Methods: The study used both primary and secondary data. Primary data were collected through key informant interviews (KIIs), identified purposively and through snowball sampling technique. Secondary data were gathered through document review including reports, articles, and statistical data.
Findings: Community-based FP data are not fully integrated with RHIS. Some effort has been made to integrate FP data through Contraceptive Performance Report by the Pakistan Bureau of Statistics and the cLMIS, which is an integrated system where data from the DHIS, LHW–MIS, Population Welfare Department (PWD), and influential NGOs are presented and compiled in one form. There is potential for organizing CHIS with RHIS, yet structural barriers exist. For example, there is potential for integration between LHW–MIS and DHIS as they come under the province’s Department of Health (DoH), but it is difficult to integrate data between the DoH and PWD, as PWD has a separate administration and ministry. Nevertheless, though the cLMIS has provided a platform for including data from all public and private entities, several NGOs and public departments do not regularly report their data.
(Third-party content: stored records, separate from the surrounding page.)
PR #2081, opened 2020-12-28
Resizable expanded deployment pane

### LINKED ISSUE #2080: As a xoder I want to expand deployment pane so that I can see more output at once
### Rationale

Currently, the height of the deployment pane is fixed. If I want to observe a lot of output at once (e.g, serial log or compiler log), I’m in bad luck. Let’s make the deployment pane height adjustable.

The pane contains only textual output only, so breaking the layout of the inner elements is not an issue.

### Acceptance criteria

- [x] I can change the height of the expanded deployment pane by dragging its upper edge
- [x] When I hover the edge, the cursor changes to the traditional North-South double arrow
- [x] The resize range is limited by some minimum so that I can’t make the height less than it is required to contain the “Follow log” button and the “Send via serial” line
- [ ] The resize range is limited by some maximum so that I can’t make the height greater than it is required to see the tabs line and the breadcrumbs pane
- [ ] The height setting is preserved across collapse/expand
- [ ] The height setting is preserved across IDE relaunches to the same extent as for sidebar layout settings
- [ ] If I see a log that is followed, it is still followed after resize

brusherru:
It closes #2080.


packages/xod-client/src/editor/containers/Workarea.jsx
```diff
@@ -0,0 +1,124 @@
...
+      >
+        <ReflexElement minSize={SLOT_SIZE.HEIGHT}>
+          <div className="Workarea-inner">{this.props.children}</div>
+        </ReflexElement>
+        <ReflexSplitter
+          onStartResize={this.onStartResizePanel}
+          onStopResize={this.onStopResizePanel}
+        />
+        <ReflexElement
+          minSize={this.props.isDebugPanelExpanded ? 220 : 24}
```
nkrkv, line 74: I’d relax the 220 limit to something like ~100

nkrkv (approved):
:+1:

nkrkv:
@evgenykochetkov review?

evgenykochetkov (approved):
The issue with "follow log" is fixed, the issue with positioning of collapsed panel after expanding/collapsing and then resizing window is nearly impossible to reproduce. LGTM.

PR #2090, opened 2021-01-25
Move windows builds from AppVeyor to CircleCI

evgenykochetkov:


.circleci/config.yml
```diff
@@ -148,6 +168,19 @@ jobs:
...
+      name: win/default
+    steps:
+      - run: *step-configure-git-on-windows
+      - checkout
+      - run: *step-install-yarn-on-windows
+      - run:
+          name: Install Node modules
+          command: yarn
+      - run: *step-build
+      - run: *step-verify-git-clean
```
knopki, line 182: Executor image is not pinned and can be updated by third party. It's ok for windows image, but I propose to add NVM step to pin Node version. (NVM is already installed).

.circleci/config.yml
```diff
@@ -233,6 +266,34 @@ jobs:
             - "*.dmg"
             - "*.zip"
 
+  dist-windows:
```
knopki, line 269: How to test this?
Also, nvm step here too.

knopki (changes requested):
Awesome!
Windows host works unexpectedly fast.

nkrkv (approved):
Great!

Shouldn’t it be targeted toward `master` instead of `0.37.x`?

brusherru (approved):

.circleci/config.yml
```diff
@@ -72,6 +72,13 @@ defs:
             git config --global core.autocrlf input
             git config --system core.longpaths true
 
+    step-install-node-on-windows: &step-install-node-on-windows
+      name: Install node
+      command: |
+            nvm install 12.12.0
```
knopki, line 78: But I see `.nvmrc` in the root of repository 🤔

knopki: Btw, `12.12.0` is the last pre-LTS version. LTS starts from `12.13.0` :P

knopki (approved):
LGTM

PR #2093, opened 2021-01-27
Pin node versions in CircleCI runners.

evgenykochetkov:
(finishing what was started while discussing #2090)

Now the exact version of node that is shipped with electron is specified in `.nvmrc` and `engines` field of `package.json`.

In windows and macOS runners, that version is installed with nvm.
For linux runners, Docker image is updated to include the required version.


knopki (approved):
But there is nothing in `README.md` about `nvm` or `--ignore-engines` :)

package.json
```diff
@@ -86,5 +86,8 @@
   },
   "resolutions": {
     "**/ramda-fantasy/ramda": "^0.24.1"
+  },
+  "engines": {
+    "node": "12.16.3"
   }
-}
+}
```
nkrkv, line 93: EOL missing

nkrkv (approved):
:+1:

PR #2098, opened 2021-02-05
Table logs feature: collect, view and save tabular data

brusherru:
There is no issue 🙈 

- Adds new node `xod/debug/table-log`
- Adds new "Table Log" tab with table-view of the collected data

## How to test:
1. Place the new `xod/debug/table-log` node
2. Place `join` node
3. Set `\t` as a delimiter
4. Link some data sources (sensors / `system-time` / `sine-wave` / etc)
5. Link join with `table-log` node
6. Link pulse source to the `PUSH` pin of `table-log`
6. Run the program: simulate or upload with debugging
7. Double click on the `table-log` node to drill-down in the special tab "Table Log"

Also, you can
- place any amount of `table-log` nodes,
- send pulses to the `NEW` to create new sheets,
- `table-log` nodes might be placed inside other nodes,
- change node labels to make source names more readable
- run few different programs from one project and see logs of all runs


brusherru:
Also, I have an idea of how to improve source labels and make it looks like:
- `@/rootPatch`
- `@/rootPatch > unlabeled (nodeId) #1`
- `@/rootPatch > unlabeled (nodeId) #2`
- `@/rootPatch > my-label #2`
- `@/rootPatch > DELETED (nodeId)`

workspace/__lib__/xod/debug/table-log/patch.xodp
```diff
@@ -0,0 +1,46 @@
+{
+  "description": "Shows incoming values in the realtime, when a debug session is active",
```
nkrkv, line 2: This should be updated. I’m thinking about:

> Collects values as table rows and tables as sheets. Useful to conduct measurement sessions and then analyze the data gathered in spreadsheet software.

The pins require docs too.

workspace/__lib__/xod/debug/table-log/patch.xodp
```diff
@@ -0,0 +1,46 @@
...
+      "position": {
+        "units": "slots",
+        "x": 3,
+        "y": 0
+      },
+      "type": "xod/patch-nodes/input-pulse"
+    },
+    {
+      "boundLiterals": {
+        "__out__": "On Boot"
```
nkrkv, line 25: This should be "Never" by default. Otherwise we always start with the second sheet

packages/xod-client/src/debugger/selectors.js
```diff
@@ -128,39 +134,62 @@ export const getCurrentChunksPath = createSelector(
...
+          nodeIdPath,
+          nodeMap
+        );
+
+        const tableLogValues = R.compose(
+          R.map(sheets => {
+            const lastSheetIndex = sheets.length > 0 ? sheets.length - 1 : 0;
+            return `Sheet ${sheets.length} has ${
+              sheets[lastSheetIndex].length
+            } rows`;
```
nkrkv, line 187: I’d suggest more coincise form: “1 sheets, 13 rows”

nkrkv (changes requested):
The source drop-down looks reversed (right to left) on my machine:

image

evgenykochetkov:
Not sure if this is intentional, but "Table Log" tab jumps to the rightmost position when drilling down.
https://user-images.githubusercontent.com/2527093/107238433-e2c1da00-6a38-11eb-91c2-ba1033c8b091.mov

packages/xod-client/src/editor/reducer.js
```diff
@@ -130,34 +131,51 @@ const setPropsToTab = R.curry((id, props, state) =>
...
+const addTableLogTab = R.curry((nodeId, activeSheetIndex, state) =>
+  setPropsToTab(
+    TABLE_LOG_TAB_ID,
+    {
+      id: TABLE_LOG_TAB_ID,
+      index: getTabNewIndex(state),
+      type: TAB_TYPES.TABLE_LOG,
+      nodeId,
+      activeSheetIndex,
+      // offset: { x: 0, y: 0, }, // TODO: Why do we need it?! :-(
```
evgenykochetkov, line 173: 👀

nkrkv (approved):
:fire:

evgenykochetkov (approved):

PR #2107, opened 2021-03-04
Introduce variadic-pass nodes

### LINKED ISSUE #1144: Implement variadic pins pass/forwarding
### Rationale

The current state of variadic node support is not :100: complete. A xoder can’t implement a variadic `average` node or `text-lcd` with an adjustable number of lines. See the [discussion on the forum](https://forum.xod.io/t/getting-data-for-variadic-nodes/542).

In other languages supporting variadic argument functions the very common pattern for creating a fold/reduce based routine is splitting it into private and public parts. The private part *is* the reducer and the only thing public part does is setting the initial accumulator value, call reduce *forwarding the list to it*, then trivially post-process the final accumulator value and return the result.

Currently, we can’t forward the list, i.e., the variadic pins. Let's fix it.

A xoder should be able to place a `variadic-pass-1`, `variadic-pass-2`, or `variadic-pass-3` marker node on his patch. Having done that N rightmost inputs become variadic, however, when transpiling the node is not expanded into a cascade. Instead, the input terminals propagate the arity level set down to the variadic nodes to which they link. The arity level gets *added* to the design-time arity level. Then the links incoming to the outer variadic-pass node are directly transferred/replicated to the inner variadic nodes. And after that’s done, the regular expansion stage takes place.

To be unambiguous and simpler to implement the following restrictions should be applied:

- There can’t be two different `variadic-*` markers on a patch node. The markers `variadic-2` and `variadic-pass-2` are mutually exclusive.
- A variadic pass input terminal must not link to a non-variadic (scalar) pin of an inner node.
- A node with a `variadic-pass-n` marker should have at least `n` inputs.
- All variadic pins of an inner variadic node must be linked to variadic pass input terminals.

The following case is OK regardless it might sound strange:

- A variadic pass input terminal links to nothing

### Acceptance criteria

In addition, there are several data quality issues in the RHIS which should be addressed before integration occurs, such as: fake entries; incomplete information; dissatisfaction about numbers and types of FP indicators; inaccurate data; duplication of data and services; overreporting; poor feedback mechanisms; and the way reports are consolidated. These issues must be tackled along with integration of CHIS into the RHIS.
Recommendations: To facilitate integration of CHIS with RHIS, the study suggests several recommendations. These include shifting the paradigm from an individual-level healthcare approach to a family-centered approach; promoting a culture and system of inter-organizational information sharing; sensitizing decision-makers about the benefits of interlinking the community-level data streams with RHIS; strengthening the computerized national identity card (CNIC)-based data entry; developing a single dashboard with core FP indicators; and expanding FP indicators beyond commodity-based indicators to psychosocial and behavioral indicators to understand the uptake, switching, and dropping of modern FP methods.